# Assigned task
Each record beneath this line is to be copied exactly.

# Data for analysis
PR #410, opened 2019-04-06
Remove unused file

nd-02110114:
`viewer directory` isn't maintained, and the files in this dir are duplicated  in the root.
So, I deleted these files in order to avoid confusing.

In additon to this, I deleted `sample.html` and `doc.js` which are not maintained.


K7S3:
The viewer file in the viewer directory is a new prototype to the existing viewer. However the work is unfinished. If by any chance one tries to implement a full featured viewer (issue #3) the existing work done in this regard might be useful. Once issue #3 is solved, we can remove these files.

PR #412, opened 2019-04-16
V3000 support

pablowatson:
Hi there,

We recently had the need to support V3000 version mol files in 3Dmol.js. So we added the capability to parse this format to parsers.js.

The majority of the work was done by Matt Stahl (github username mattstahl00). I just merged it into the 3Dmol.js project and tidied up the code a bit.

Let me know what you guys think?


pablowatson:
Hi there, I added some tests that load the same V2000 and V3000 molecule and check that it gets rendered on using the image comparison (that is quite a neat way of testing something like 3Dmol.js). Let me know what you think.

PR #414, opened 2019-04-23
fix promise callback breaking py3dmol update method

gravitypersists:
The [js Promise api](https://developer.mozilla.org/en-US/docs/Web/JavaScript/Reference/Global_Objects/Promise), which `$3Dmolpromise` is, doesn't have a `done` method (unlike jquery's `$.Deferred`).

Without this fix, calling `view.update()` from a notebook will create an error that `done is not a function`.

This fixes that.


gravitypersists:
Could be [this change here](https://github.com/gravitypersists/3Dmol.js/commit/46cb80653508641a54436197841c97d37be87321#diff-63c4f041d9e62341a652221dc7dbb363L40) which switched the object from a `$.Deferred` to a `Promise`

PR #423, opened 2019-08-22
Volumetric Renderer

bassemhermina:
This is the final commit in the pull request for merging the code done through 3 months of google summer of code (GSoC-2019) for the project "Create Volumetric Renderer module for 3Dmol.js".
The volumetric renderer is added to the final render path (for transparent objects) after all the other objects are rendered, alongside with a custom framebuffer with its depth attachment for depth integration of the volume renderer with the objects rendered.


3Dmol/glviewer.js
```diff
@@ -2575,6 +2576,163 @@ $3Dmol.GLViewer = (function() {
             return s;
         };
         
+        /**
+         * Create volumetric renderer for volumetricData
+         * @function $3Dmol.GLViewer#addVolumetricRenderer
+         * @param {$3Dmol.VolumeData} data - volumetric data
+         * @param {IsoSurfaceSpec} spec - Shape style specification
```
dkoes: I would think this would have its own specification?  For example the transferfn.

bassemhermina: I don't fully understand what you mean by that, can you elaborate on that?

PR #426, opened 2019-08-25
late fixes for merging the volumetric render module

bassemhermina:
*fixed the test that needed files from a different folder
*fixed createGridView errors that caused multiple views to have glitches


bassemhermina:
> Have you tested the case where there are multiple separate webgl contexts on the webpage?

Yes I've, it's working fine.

# Problem solution
PR #410, opened 2019-04-06
Remove unused file

nd-02110114:
`viewer directory` isn't maintained, and the files in this dir are duplicated  in the root.
So, I deleted these files in order to avoid confusing.

In additon to this, I deleted `sample.html` and `doc.js` which are not maintained.


K7S3:
The viewer file in the viewer directory is a new prototype to the existing viewer. However the work is unfinished. If by any chance one tries to implement a full featured viewer (issue #3) the existing work done in this regard might be useful. Once issue #3 is solved, we can remove these files.

PR #412, opened 2019-04-16
V3000 support

pablowatson:
Hi there,

We recently had the need to support V3000 version mol files in 3Dmol.js. So we added the capability to parse this format to parsers.js.

The majority of the work was done by Matt Stahl (github username mattstahl00). I just merged it into the 3Dmol.js project and tidied up the code a bit.

Let me know what you guys think?


pablowatson:
Hi there, I added some tests that load the same V2000 and V3000 molecule and check that it gets rendered on using the image comparison (that is quite a neat way of testing something like 3Dmol.js). Let me know what you think.

PR #414, opened 2019-04-23
fix promise callback breaking py3dmol update method

gravitypersists:
The [js Promise api](https://developer.mozilla.org/en-US/docs/Web/JavaScript/Reference/Global_Objects/Promise), which `$3Dmolpromise` is, doesn't have a `done` method (unlike jquery's `$.Deferred`).

Without this fix, calling `view.update()` from a notebook will create an error that `done is not a function`.

This fixes that.


gravitypersists:
Could be [this change here](https://github.com/gravitypersists/3Dmol.js/commit/46cb80653508641a54436197841c97d37be87321#diff-63c4f041d9e62341a652221dc7dbb363L40) which switched the object from a `$.Deferred` to a `Promise`

PR #423, opened 2019-08-22
Volumetric Renderer

bassemhermina:
This is the final commit in the pull request for merging the code done through 3 months of google summer of code (GSoC-2019) for the project "Create Volumetric Renderer module for 3Dmol.js".
The volumetric renderer is added to the final render path (for transparent objects) after all the other objects are rendered, alongside with a custom framebuffer with its depth attachment for depth integration of the volume renderer with the objects rendered.


3Dmol/glviewer.js
```diff
@@ -2575,6 +2576,163 @@ $3Dmol.GLViewer = (function() {
             return s;
         };
         
+        /**
+         * Create volumetric renderer for volumetricData
+         * @function $3Dmol.GLViewer#addVolumetricRenderer
+         * @param {$3Dmol.VolumeData} data - volumetric data
+         * @param {IsoSurfaceSpec} spec - Shape style specification
```
dkoes: I would think this would have its own specification?  For example the transferfn.

bassemhermina: I don't fully understand what you mean by that, can you elaborate on that?

PR #426, opened 2019-08-25
late fixes for merging the volumetric render module

bassemhermina:
*fixed the test that needed files from a different folder
*fixed createGridView errors that caused multiple views to have glitches


bassemhermina:
> Have you tested the case where there are multiple separate webgl contexts on the webpage?

Yes I've, it's working fine.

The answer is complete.